Pucuk dicinta ulam tiba. Sungguh benar-benar dia merasa sangat gembira sebab keinginannya terpenuhi. Dia bertemu dengan lelaki berkulit putih dan selalu memakai jubah putih itu. Kebetulan rama Kaè sedang menuntun kuda kesayangannya menuju pohon besar.
“Kebetulan sekali. Akan saya ganggu kudanya dengan mantra saya!” Harapnya penuh gembira.
Dan betul sekali, ketika lewat di samping Rama Kaè yang baru selesai mengikat tali kekang, kuda itu langsung melonjak tiba-tiba seperti ada yang melemparnya dengan batu.

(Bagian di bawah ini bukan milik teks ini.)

PR #226, opened 2016-03-02
Changed tests to highlight a bug with contains, fixed the bug in Utils/containsChildrenSubArray

CurtisHumphrey:
moved checker to another line to make linter happy

### DIFF
--- a/test/ReactWrapper-spec.js
+++ b/test/ReactWrapper-spec.js
@@ -138,13 +138,18 @@ describeWithDOM('mount', () => {
         <div>Goodbye</div>,
       ];
 
-      const passes = [
+      const passes1 = [
         <span>Hello</span>,
         <div>Goodbye</div>,
       ];
+      const passes2 = [
+        <div>Goodbye</div>,
+        <span>More</span>,
+      ];
 
       expect(wrapper.contains(fails)).to.equal(false);
-      expect(wrapper.contains(passes)).to.equal(true);
+      expect(wrapper.contains(passes1)).to.equal(true);
+      expect(wrapper.contains(passes2)).to.equal(true);
     });
 
   });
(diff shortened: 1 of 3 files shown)


test/ReactWrapper-spec.js
```diff
@@ -139,8 +139,8 @@ describeWithDOM('mount', () => {
       ];
 
       const passes = [
-        <span>Hello</span>,
         <div>Goodbye</div>,
+        <span>More</span>,
```
ljharb: Could you include both tests (with both orderings, i mean) to ensure we don't regress in the future?

CurtisHumphrey:
Sure I added both cases as passes1 and passes2 @ljharb

ljharb:
Thanks! hmm - i can't find anything in the documentation that talks about whether order should or shouldn't matter if you pass an array of nodes. However, the usage of `some` means that `shallow(<A />).contains([<A />, <B />])` would be expected to pass (which could use a note in the docs) - so I'd expect `shallow(<A />).contains([<B />, <A />])` to pass as well.

@CurtisHumphrey it'd be awesome if you could rebase this on top of latest master - if not, no worries.

@lelandrichardson what do you think about updating the docs to explicitly mention the "any" semantics as well as that ordering doesn't matter?

CurtisHumphrey:
@ljharb I just rebased

lelandrichardson:
@ljharb I think you may have misread this function.  If the render tree contains the entire array being passed in, then it matches. This means that order does matter.  The bug was that this was only working properly if the array in the tree *started* with this sub-array.

Thanks for catching this, @CurtisHumphrey !

lelandrichardson:
@CurtisHumphrey do you mind rebasing and squashing, and I'll merge this in? Thanks!

ljharb:
@lelandrichardson ah, thanks for clarifying. I definitely misread the test, but looking at it again, what you say is indeed represented in the tests :-)

CurtisHumphrey:
@lelandrichardson rebased and squashed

Tidak hanya itu, kuda putih yang perkasa miliknya meringkik-ringkik mengerikan. Rama Kaè punya cara tersendiri untuk menenangkan kudanya yang menggila itu. Diusapnya kepala dan pundak kuda kesayangannya itu dengan lembut, dan berhentilah kuda itu mengamuk.

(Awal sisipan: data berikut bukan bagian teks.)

Issue #225, opened 2016-03-02
react-addons-test-utils used, but not in package.json


blainekasten:
[react-compat#L73](https://github.com/airbnb/enzyme/blob/master/src/react-compat.js#L73) requires `react-addons-test-utils`

But it is not specified in the [package.json](https://github.com/airbnb/enzyme/blob/master/package.json)

Should it be a peerDep or something? This caused me a bit of confusion.

ljharb:
See the comment on https://github.com/airbnb/enzyme/blob/master/src/react-compat.js#L70-L72

PR #228, opened 2016-03-03
Add warning about implicit dependency on react-addons-test-utils

thatjessicakelly:
A warning like this should hopefully help with #225.

Not exactly sure what the text should say.

### DIFF
--- a/src/react-compat.js
+++ b/src/react-compat.js
@@ -70,7 +70,16 @@ if (REACT013) {
   // require them here through this node module. The bummer is that we are not able
   // to list this as a dependency in package.json and have 0.13 work properly.
   // As a result, right now this is basically an implicit dependency.
-  TestUtils = require('react-addons-test-utils');
+  try {
+    TestUtils = require('react-addons-test-utils');
+  } catch (e) {
+    console.error(
+      'react-addons-test-utils is an implicit dependency in order to support react@0.13-14. ' +
+      'Please add the appropriate version to your devDependencies. ' +
+      'See https://github.com/airbnb/enzyme/issues/225'
+    );
+    throw e;
+  }
 
   // Shallow rendering changed from 0.13 => 0.14 in such a way that
   // 0.14 now does not allow shallow rendering of native DOM elements.
--- a/src/react-compat.js
+++ b/src/react-compat.js
@@ -62,7 +62,19 @@ if (REACT013) {
     return TestUtils.renderIntoDocument(node);
   };
 } else {
-  const ReactDOM = require('react-dom');
+  let ReactDOM;
+
+  try {
+    ReactDOM = require('react-dom');
+  } catch (e) {
+    console.error(
+      'react-dom is an implicit dependency in order to support react@0.13-14. ' +
+      'Please add the appropriate version to your devDependencies. ' +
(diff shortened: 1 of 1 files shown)


lelandrichardson:
Hmm. This is a good idea. we should do this for all of the implicit dependencies. We could link to the README of the repo for more context as well

src/react-compat.js
```diff
@@ -70,7 +70,16 @@ if (REACT013) {
...
-  TestUtils = require('react-addons-test-utils');
+  try {
+    TestUtils = require('react-addons-test-utils');
+  } catch (e) {
+    console.error(
+      'react-addons-test-utils is an implicit dependency in order to support react@0.13-14. ' +
+      'Please add the appropriate version to your devDependencies. ' +
+      'See https://github.com/airbnb/enzyme/issues/225'
+    );
+    throw e;
```
ljharb: tbh this should probably `process.exit(1)` rather than rethrowing the error

ljharb:
How many other implicit non-peer deps are there?? ideally we have as close to zero as possible

src/react-compat.js
lelandrichardson: I think error is better. Enzyme can be run in browser-based test runners

ljharb: ah, very true, this is fine then

lelandrichardson:
We are in this situation because of 0.13 and 0.14 compatibility...

If you are using React 0.13, then you are all good. `react` is all you need, and react is a dep.
If you are using React 0.14, then you need to have `react`, `react-dom`, and `react-addons-test-utils`.

Since `react-dom` and `react-addons-test-utils` are packages that cannot be installed alongside react 0.13, we need to have implicit dependencies.

ljharb:
I wonder if making them `optionalDependencies` would be any better - i'm not sure how that field interacts with npm

lelandrichardson:
@ljharb optionalDependencies won't work. We tried that first, and shit blew up if you tried to use enzyme with 0.13

ljharb:
ah right, i'd forgotten. in that case this try/require/catch pattern is probably the cleanest way forward - maybe we could put all of those in one file (either one group or one per weird-dep) that re-exports either the libs or `undefined`, and require *that* module where they're needed?

thatjessicakelly:
Let me know how you want me to handle it and I'm happy to update this

lelandrichardson:
@ljharb i feel like there is already enough misdirection with the `react-compat` file. This file is already dealing with the differences between 0.13 and 0.14, so putting this logic here I think is sane.

@thatjessicakelly, do you think you could just update your PR to do the same thing for `react-dom` in addition to `react-addons-test-utils`?

ljharb:
Makes sense.

thatjessicakelly:
Done. I also linked to the README

capaj:
@thatjessicakelly you keep using that word "warning", yet you throw an error. Interesting.

ljharb:
@capaj that tone is not appreciated. Conceptually it's a warning, so by a technical definition of English, it's correct. You will not do well playing the condescending pedantry game here.

capaj:
> condescending pedantry game here
ok :grinning:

“Maaf, apa yang Tuan bawa itu? Sampai-sampai kuda kesayangan saya menggila seperti tadi. Seperti ketakutan ketika melihat dua karung sak yang Tuan pikul!” Sapa Rama Kaè dengan lembut agar tidak menyinggung apalagi sampai melukai hati.
“O, ini.” Balas lelaki bersungut tebal itu dengan nada yang enteng.
“Bukan apa-apa, kok. Ini hanya dua karung garam yang saya bawa!”
“O, begitu?” Sambil tersenyum, Rama Kaè hanya mengangguk-angguk pelan padahal dia tahu bahwa di dalam karung itu isinya adalah beras. Dia membiarkan saja lelaki itu membohongi dirinya. Dia tidak menegurnya, kecuali di dalam hatinya dia berharap agar suatu saat lelaki itu bisa sadar akan kebohongannya tadi. Menurutnya, satu kebohongan akan membuat sesorang sengsara dan menderita.
“Tidak mampir dulu sebentar, Tuan? Sekadar minum kopi dan ngobrol?”
“O, tidak. Saya sedang keburu!” Berlalulah lelaki itu dengan membanting tatapan yang sinis kepada Rama Kaè. Rama Kaè tetap membalasnya dengan senyum yang renyah.
Sepanjang jalan, lelaki bersungut tebal itu tertawa sendiri. Dia merasa sudah menang. Ternyata kehebatan lelaki pendatang itu tidak sebagaimana yang dia dengar dari orang-orang. Ternyata Rama Kaè tidak lebih seperti kebanyakan lelaki di kampungnya. Terbukti dia sudah berhasil membuat kudanya gila, meski tidak dalam beberapa lama berhasil tenang kembali.
Sepanjang jalan pula, setiap kali bertemu dengan seseorang, lelaki itu mesti bercerita tentang dirinya yang telah berhasil membuat kuda kesayangan Rama Kaè gila. Dia terlalu membanggakan dirinya. Dia terlalu mengunggulkan kehebatannya. Berharap orang-orang lebih memilih dirinya untuk dihormati, disanjung, dituakan, dan disegani dari pada Rama Kaè.